Issue #701, opened 2022-01-07
Solve depreciations in rubocop.yml


MarceloAGuimaraes:
I was trying to solve some issues on Pundit, but my rubocop keeps failing because of wrong syntax and depreciations on rubocop config file.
****************************************
What you will do: Go over the data above and copy every line that has the word "depreciations" in it.

Answer:
Solve depreciations in rubocop.yml
I was trying to solve some issues on Pundit, but my rubocop keeps failing because of wrong syntax and depreciations on rubocop config file.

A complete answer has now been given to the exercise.